Белый олеандр - страница 26



Женщина на цементном дворе за ограждением свистнула и что-то крикнула. Мама подняла голову и посмотрела на нее в упор, точно ударила. Женщина запнулась на полуслове и поспешно отвернулась, как будто это не она сказала.

– Какая ты красивая! – Я касалась ее волос, воротника, щеки – совсем не мягкой, как в моем сне.

– Тюрьма мне подходит. Здесь не лицемерят. Или ты убьешь, или тебя, и все это понимают.

– Я так по тебе скучала!

Она обняла меня за плечи, коснулась моего лба и поцеловала в висок.

– Меня так просто не запрешь, я выйду, найду способ. Обещаю! Однажды ты выглянешь в окошко – а там я.

Я смотрела на ее решительное лицо, выступающие скулы, уверенные глаза.

– Ты не сердишься?

Она отстранила меня, чтобы лучше рассмотреть, положила руки мне на плечи.

– На что?

Что я плохо врала… Я не посмела сказать это вслух.

Она снова меня обняла. Хотелось навечно остаться в этих руках. Ограбить банк и сесть в тюрьму, чтобы быть вместе. Свернуться калачиком у нее на коленях, раствориться в ее теле, стать ее ресницей, сосудиком на бедре, родинкой на шее.

– Здесь ужасно? Они тебя обижают?

– Я их обижаю больше.

Я поняла, что она улыбается, хотя видела только джинсовую материю и руку, все еще хранящую следы загара. Немного повернула голову, чтобы посмотреть ей в лицо. Да, знакомая полуулыбка, уголок рта изогнут маленькой запятой. Коснулась ее губ. Она поцеловала мне пальцы.

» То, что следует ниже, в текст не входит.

PR #8042, opened 2021-12-21
LinOTP - A little refactor

andurin:
#### What does it do?

The current 2.4 LinOTP code has some issues which will prevent an easy use. 
For example:
* Requirement for php-curl
* Forced / unconfigurable trust dependency for the TLS/SSL Connection to LinOTP
* LinOTP Config won't be saved 
* As soon the MISP User knows his own password (set in MISP) the OTP is optional
  * Caused by LinOTP first, MISP FormAuthenticate second/last
* No hints on the login page regarding a needed OTP

I addressed these issues and did a little refactoring without touching the current workflow. So the current defaults should behave like the old one except the additional "OTP" field on the login page if the plugin is enabled.

A new feature in this LinOTP Plugin is the so called "mixed mode". Mixed in the meaning of "password from MISP" + "OTP from LinOTP" which provides the capability to do the user management in MISP and add 2FA additional. While `mixedauth` is enabled the LinOTP Plugin will first check, if username+password are good against the MISP Database. If so, it will continue to authenticate the OTP against LinOTP. If LinOTP fails to authenticate a exception is thrown to enforce 2FA.

I'm curious what you and the community are thinking about this change and I would like to see this go upstream.

Regards,
Hendrik

#### Questions


adulau (approved):
+1 for the removal of an external dep.

adulau (approved):

adulau (approved):
Make sense. SSL certificate is true by default.

adulau (approved):

adulau (changes requested):
I would recommend to have a false safe for $ret to ensure a False if something goes wrong in the response.

adulau (approved):

adulau (approved):

adulau (commented):
The new mixedauth model sounds interesting. I don't have specific comment. @iglocska any feedback on the mixed mode?

andurin:
> I would recommend to have a false safe for $ret to ensure a False if something goes wrong in the response.

Makes sense - please see update : https://github.com/MISP/MISP/pull/8042/commits/8964a36b393a07550013d6660c4f4f827c1eaf4d

iglocska:
> The new mixedauth model sounds interesting. I don't have specific comment. @iglocska any feedback on the mixed mode?

It looks very good and inline with a lot of requests we're getting in general.

app/View/Users/login.ctp
```diff
@@ -94,6 +100,9 @@ function submitLoginForm() {
             var $tmpForm = $('#temp form#UserLoginForm')
             $tmpForm.find('#UserEmail').val(email)
             $tmpForm.find('#UserPassword').val(password)
+            if (Configure::read('LinOTPAuth') == true) {
```
Chalkstyle, line 103: Would change it to:
```php
if (!empty(Configure::read('LinOTPAuth'))) {
```

app/View/Users/login.ctp
```diff
@@ -82,6 +85,9 @@ function submitLoginForm() {
     var url = $form.attr('action')
     var email = $form.find('#UserEmail').val()
     var password = $form.find('#UserPassword').val()
+    if (Configure::read('LinOTPAuth') == true) {
```
Chalkstyle, line 88: Would change it to:
```php
if (!empty(Configure::read('LinOTPAuth'))) {
```

app/View/Users/login.ctp
```diff
@@ -39,6 +39,9 @@
         <?php
             echo $this->Form->input('email', array('autocomplete' => 'off', 'autofocus'));
             echo $this->Form->input('password', array('autocomplete' => 'off'));
+            if (Configure::read('LinOTPAuth') == true) {
```
mokaddem: Would change it to:
```php
if (!empty(Configure::read('LinOTPAuth'))) {
```
Same for the ones below

app/Plugin/LinOTPAuth/Controller/Component/Auth/LinOTPAuthenticate.php
```diff
@@ -21,6 +28,76 @@ public function authenticate(CakeRequest $request, CakeResponse $response)
...
+                "status" => $status,
+                "value" => $value,
+            );
+
+            if (property_exists($result, 'detail')) {
+                $ret['detail'] = $result->detail;
+            }
+
+            CakeLog::debug("user: ${user} - status: ${status} value: ${value}");
+            // CakeLog::debug(var_dump($ret));
```
mokaddem, line 96: delete line

app/Plugin/LinOTPAuth/Controller/Component/Auth/LinOTPAuthenticate.php
```diff
@@ -33,21 +110,53 @@ public function getUser(CakeRequest $request)
...
         $password = $userFields['password'];
+        $otp = $userFields['otp'];
+
         CakeLog::debug("getUser email: ${email}");
 
-        $linotp = new LinOTP(
-            Configure::read("LinOTPAuth.baseUrl"),
-            Configure::read("LinOTPAuth.realm")
-        );
+        $linOTP_baseUrl = rtrim(Configure::read("LinOTPAuth.baseUrl"), "/");
```
mokaddem, line 120: Fallback value if `LinOTPAuth.baseUrl` is unset?

mokaddem:
Hey I added some comments. Mainly nitpicking ;)

app/Plugin/LinOTPAuth/Controller/Component/Auth/LinOTPAuthenticate.php
```diff
@@ -21,6 +28,76 @@ public function authenticate(CakeRequest $request, CakeResponse $response)
...
+        // POST data
+        $data = array(
+            "user" => $user,
+            "pass" => $password,
+            "realm" => $realm,
+        );
+
+        $url = "$baseUrl/validate/check";
+
+        CakeLog::debug( "Sending POST request to ${url}");
```
iglocska, line 52: Don't think this debug statement is needed in the debug logs, it will get pretty verbose.

app/Plugin/LinOTPAuth/Controller/Component/Auth/LinOTPAuthenticate.php
iglocska: Don't think a fallback is useful - but a check before that, outright breaking the execution if it's not configured would be.

app/Plugin/LinOTPAuth/Controller/Component/Auth/LinOTPAuthenticate.php
```diff
@@ -21,6 +28,76 @@ public function authenticate(CakeRequest $request, CakeResponse $response)
...
+        $results = $HttpSocket->post($url, $data);
+        $response = json_decode($results->body());
```
iglocska, line 57: Before this line I'd check if the response was succesful, you can do this via $results->code() or $results->isOk() iirc. This will avoid accidentally parsing / trying to json_decode() unwanted responses.

iglocska:
Just a few minor comments from me too. Looks really good, thanks for the awesome work. Also an additional thank you for ensuring that the new version will work out of the box without any modifications to the prior configuration, allowing for a smooth upgrade for users.

app/Plugin/LinOTPAuth/Controller/Component/Auth/LinOTPAuthenticate.php
andurin: rm_line() :)

app/Plugin/LinOTPAuth/Controller/Component/Auth/LinOTPAuthenticate.php
andurin: Thanks for the note - back to xdebug to check if all is fine...

adulau:
If you also fix the CodeFactor issue that would be great! Thanks again for your contribution.

app/View/Users/login.ctp
andurin: Done

andurin:
Next round please :)

adulau:
Thanks a lot for the changes. That's awesome. If the CI is passing, I'll merge it except if the Grandmaster flash @iglocska refuses ;-)

iglocska:
That looks great, thanks for all the work and the rapid fixes! Merged into develop and it will be included in the next release.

– Сначала посадили за бумажки. Я сказала, что лучше мыть туалеты, чем печатать их бюрократическую блевотину. Им все равно. Теперь я в группе по уборке территории. Подметаю, пропалываю. Конечно, только внутри. Меня считают неопасной. Представляешь? Я не намерена давать уроки их неграмотным, учить писать или как-то иначе поддерживать систему. Служить им я не буду! – Она уткнулась носом в мои волосы. – Ты пахнешь хлебом. И еще клевером и мускатным орехом. Хочу хорошенько запомнить тебя в этом прискорбно оптимистичном розовом платье и лакированных туфельках, как у подружки невесты или девчонки на выпускном вечере. Без сомнений, идея твоей приемной матери. Розовый… Верх банальности!

Я рассказала ей про Старр, дядю Рэя, детей, кроссовые мотоциклы, паркинсонию и железное дерево, цвет валунов в русле реки, гору и ястребов. И про вирус греха. Было так радостно слышать ее смех.

– Пришли мне рисунки! Ты всегда рисовала лучше, чем писала. Наверное, только этим объясняется твое молчание все эти месяцы.

Я и не знала, что можно писать…

– Ты же мне не писала.

– Ты не получала моих писем? – Улыбка исчезла, лицо осунулось, превратилось в маску, как у женщин за забором. – Скажи свой адрес, стану писать напрямую, а не через соцслужбу. Моя ошибка. Ничего, впредь будем умнее! – В глазах вновь засверкал огонь. – Мы их перехитрим, ma petite[4].

Я не знала адрес, и тогда она продиктовала свой, заставила повторить несколько раз. Сознание взбунтовалось против такого адреса мамы: Ингрид Магнуссен, заключенная В99235, калифорнийское казенное учреждение для женщин, Корона-Фронтера.

– Где бы ты ни была, пиши хотя бы раз в неделю! Или присылай рисунки. Видит бог, визуальная стимуляция здесь оставляет желать лучшего. Особенно интересно посмотреть на эту бывшую танцовщицу-топлесс и дядюшку Эрни, нашего неуклюжего плотника[5].

Я была задета. Дядя Рэй помог мне в трудную минуту. И ведь она его совсем не знает!

– Его зовут Рэй. Он хороший.

– Вот как… Держись от него подальше, особенно если он такой хороший.